» **What is being asked**: How many lines below contain the word "wasn"? Reply solely with the number.

[Records for this task — start]

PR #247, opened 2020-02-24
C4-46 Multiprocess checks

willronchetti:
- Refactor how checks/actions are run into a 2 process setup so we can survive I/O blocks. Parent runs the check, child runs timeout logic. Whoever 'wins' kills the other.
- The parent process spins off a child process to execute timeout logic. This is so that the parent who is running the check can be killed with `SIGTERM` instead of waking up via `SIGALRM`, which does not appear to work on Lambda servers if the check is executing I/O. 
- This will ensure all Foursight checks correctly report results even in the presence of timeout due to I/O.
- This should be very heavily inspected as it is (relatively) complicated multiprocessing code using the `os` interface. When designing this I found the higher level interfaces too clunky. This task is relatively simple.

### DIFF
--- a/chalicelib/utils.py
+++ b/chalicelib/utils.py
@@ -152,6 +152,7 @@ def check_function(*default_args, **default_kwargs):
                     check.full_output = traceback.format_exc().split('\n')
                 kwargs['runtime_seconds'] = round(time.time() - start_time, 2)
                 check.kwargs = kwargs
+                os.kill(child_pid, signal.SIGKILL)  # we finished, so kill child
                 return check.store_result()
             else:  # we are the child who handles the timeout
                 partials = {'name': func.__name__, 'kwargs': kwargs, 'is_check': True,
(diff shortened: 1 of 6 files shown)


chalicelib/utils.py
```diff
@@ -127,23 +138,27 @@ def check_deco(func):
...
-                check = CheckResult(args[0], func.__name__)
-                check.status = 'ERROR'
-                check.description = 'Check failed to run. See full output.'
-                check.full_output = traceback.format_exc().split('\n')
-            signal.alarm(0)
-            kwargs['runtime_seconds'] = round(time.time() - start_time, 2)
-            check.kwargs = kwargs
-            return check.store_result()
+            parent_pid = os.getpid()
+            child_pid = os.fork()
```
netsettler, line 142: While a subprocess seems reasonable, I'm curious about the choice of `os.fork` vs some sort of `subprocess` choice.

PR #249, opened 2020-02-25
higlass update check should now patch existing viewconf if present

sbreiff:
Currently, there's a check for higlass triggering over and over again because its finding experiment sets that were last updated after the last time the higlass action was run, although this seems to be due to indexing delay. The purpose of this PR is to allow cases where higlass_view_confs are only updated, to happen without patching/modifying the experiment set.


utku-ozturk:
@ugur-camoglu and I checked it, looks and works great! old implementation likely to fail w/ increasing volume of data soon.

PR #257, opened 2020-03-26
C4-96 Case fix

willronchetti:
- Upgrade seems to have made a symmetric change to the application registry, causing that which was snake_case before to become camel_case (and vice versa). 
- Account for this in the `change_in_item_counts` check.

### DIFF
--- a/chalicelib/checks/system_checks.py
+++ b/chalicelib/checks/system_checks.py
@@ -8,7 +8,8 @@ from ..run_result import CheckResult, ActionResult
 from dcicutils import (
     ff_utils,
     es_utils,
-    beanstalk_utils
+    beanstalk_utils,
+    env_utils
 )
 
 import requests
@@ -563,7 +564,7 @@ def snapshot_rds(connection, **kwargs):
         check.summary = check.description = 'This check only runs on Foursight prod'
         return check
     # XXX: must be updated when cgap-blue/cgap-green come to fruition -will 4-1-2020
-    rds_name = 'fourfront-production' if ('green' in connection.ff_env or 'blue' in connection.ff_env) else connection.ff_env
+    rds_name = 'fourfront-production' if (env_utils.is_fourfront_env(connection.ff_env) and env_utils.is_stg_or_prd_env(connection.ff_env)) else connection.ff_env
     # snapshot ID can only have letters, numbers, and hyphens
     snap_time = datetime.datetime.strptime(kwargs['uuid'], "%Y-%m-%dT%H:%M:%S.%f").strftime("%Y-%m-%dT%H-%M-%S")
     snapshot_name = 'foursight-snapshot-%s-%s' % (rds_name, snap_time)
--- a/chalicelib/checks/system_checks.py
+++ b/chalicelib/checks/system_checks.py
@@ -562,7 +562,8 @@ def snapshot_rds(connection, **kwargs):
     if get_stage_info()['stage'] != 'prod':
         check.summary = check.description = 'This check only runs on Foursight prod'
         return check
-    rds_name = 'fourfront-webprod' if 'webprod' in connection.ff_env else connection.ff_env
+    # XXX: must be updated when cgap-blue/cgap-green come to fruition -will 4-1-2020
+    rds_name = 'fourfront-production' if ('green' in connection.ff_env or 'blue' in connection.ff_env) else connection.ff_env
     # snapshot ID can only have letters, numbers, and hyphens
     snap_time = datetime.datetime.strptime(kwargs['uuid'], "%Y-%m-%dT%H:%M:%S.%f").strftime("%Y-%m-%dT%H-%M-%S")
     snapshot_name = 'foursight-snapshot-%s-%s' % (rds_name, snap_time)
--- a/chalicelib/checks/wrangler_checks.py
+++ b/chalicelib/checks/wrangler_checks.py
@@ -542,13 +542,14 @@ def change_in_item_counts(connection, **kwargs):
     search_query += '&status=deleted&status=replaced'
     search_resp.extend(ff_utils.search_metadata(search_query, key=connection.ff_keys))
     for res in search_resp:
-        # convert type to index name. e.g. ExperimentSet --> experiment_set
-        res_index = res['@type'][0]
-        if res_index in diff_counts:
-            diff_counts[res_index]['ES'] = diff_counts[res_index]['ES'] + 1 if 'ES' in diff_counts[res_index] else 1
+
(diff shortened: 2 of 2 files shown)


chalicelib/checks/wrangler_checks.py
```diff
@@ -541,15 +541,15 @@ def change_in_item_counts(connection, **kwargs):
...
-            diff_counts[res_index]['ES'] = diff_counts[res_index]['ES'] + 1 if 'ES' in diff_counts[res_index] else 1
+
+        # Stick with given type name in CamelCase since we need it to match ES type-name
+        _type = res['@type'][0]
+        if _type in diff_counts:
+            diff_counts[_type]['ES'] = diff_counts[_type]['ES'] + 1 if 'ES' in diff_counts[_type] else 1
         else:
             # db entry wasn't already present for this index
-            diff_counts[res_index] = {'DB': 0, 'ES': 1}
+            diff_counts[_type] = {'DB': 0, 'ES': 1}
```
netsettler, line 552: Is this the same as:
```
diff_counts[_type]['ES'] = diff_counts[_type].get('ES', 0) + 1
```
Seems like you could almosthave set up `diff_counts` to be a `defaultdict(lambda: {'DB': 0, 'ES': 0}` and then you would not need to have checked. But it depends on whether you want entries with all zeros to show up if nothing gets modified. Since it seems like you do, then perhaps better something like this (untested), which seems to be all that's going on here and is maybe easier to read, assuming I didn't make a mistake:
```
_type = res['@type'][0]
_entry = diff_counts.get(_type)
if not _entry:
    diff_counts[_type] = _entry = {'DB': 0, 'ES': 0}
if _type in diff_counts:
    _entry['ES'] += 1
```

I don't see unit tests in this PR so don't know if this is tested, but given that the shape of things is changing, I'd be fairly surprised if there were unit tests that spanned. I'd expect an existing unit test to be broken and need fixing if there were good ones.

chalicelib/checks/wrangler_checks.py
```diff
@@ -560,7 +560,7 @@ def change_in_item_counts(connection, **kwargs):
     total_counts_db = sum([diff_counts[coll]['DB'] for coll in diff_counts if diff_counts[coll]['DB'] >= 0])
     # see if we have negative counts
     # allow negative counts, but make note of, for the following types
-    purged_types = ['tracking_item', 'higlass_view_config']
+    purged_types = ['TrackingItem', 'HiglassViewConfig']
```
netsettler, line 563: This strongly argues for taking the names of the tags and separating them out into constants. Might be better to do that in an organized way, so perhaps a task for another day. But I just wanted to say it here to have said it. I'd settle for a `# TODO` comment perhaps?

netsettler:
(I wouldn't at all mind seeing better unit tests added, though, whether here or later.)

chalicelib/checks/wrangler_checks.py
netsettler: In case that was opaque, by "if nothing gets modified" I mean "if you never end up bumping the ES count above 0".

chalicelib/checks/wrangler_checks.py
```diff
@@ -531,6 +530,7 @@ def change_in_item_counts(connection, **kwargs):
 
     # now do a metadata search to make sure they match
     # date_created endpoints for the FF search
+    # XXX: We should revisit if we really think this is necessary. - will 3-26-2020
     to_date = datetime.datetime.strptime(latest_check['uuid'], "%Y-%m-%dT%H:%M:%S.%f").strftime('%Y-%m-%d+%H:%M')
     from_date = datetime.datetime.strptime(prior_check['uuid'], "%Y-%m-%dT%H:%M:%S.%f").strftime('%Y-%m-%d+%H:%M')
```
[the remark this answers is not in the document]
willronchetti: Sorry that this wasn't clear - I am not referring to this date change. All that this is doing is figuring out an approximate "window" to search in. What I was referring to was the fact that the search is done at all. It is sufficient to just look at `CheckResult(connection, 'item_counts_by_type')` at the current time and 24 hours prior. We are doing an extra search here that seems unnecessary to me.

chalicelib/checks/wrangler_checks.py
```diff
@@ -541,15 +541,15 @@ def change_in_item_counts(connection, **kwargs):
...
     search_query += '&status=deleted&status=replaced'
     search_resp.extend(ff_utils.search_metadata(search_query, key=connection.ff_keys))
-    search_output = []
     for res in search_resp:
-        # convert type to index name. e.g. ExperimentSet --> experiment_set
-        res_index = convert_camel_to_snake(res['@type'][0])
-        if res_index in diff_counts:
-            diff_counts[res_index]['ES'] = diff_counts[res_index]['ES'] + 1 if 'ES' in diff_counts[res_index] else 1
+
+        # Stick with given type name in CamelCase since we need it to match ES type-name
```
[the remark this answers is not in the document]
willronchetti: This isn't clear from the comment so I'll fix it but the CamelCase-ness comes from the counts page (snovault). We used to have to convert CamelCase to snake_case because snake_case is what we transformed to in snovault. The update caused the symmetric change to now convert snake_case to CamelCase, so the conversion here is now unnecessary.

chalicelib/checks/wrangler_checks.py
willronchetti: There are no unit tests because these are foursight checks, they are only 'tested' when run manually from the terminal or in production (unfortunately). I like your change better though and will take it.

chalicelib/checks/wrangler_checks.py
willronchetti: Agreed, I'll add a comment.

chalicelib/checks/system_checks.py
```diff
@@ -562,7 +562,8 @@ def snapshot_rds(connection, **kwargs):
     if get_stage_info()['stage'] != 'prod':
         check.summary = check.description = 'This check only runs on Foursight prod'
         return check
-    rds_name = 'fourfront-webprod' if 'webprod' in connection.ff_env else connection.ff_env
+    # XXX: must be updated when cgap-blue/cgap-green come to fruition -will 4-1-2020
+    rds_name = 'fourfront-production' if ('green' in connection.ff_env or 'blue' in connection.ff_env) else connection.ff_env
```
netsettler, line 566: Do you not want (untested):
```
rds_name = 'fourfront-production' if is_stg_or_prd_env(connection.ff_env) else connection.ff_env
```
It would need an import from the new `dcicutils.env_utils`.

[Records for this task — finish]
[Records for this task — start]

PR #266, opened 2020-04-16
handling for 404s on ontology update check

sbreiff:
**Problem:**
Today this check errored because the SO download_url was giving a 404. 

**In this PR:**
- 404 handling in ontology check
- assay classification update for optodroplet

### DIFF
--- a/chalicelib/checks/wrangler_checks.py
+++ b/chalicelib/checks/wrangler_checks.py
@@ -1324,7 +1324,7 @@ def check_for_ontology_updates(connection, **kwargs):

[Records for this task — finish]
[Records for this task — start]

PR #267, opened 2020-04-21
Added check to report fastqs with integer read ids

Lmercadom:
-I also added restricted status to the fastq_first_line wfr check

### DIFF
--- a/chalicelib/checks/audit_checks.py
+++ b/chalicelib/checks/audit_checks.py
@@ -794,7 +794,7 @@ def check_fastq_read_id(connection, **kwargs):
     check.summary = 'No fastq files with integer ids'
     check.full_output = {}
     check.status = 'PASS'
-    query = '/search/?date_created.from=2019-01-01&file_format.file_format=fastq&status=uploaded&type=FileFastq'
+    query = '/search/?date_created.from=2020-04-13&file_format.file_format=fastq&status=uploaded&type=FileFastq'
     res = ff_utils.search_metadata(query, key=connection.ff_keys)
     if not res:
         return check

[Records for this task — finish]

» **Task answer**: 2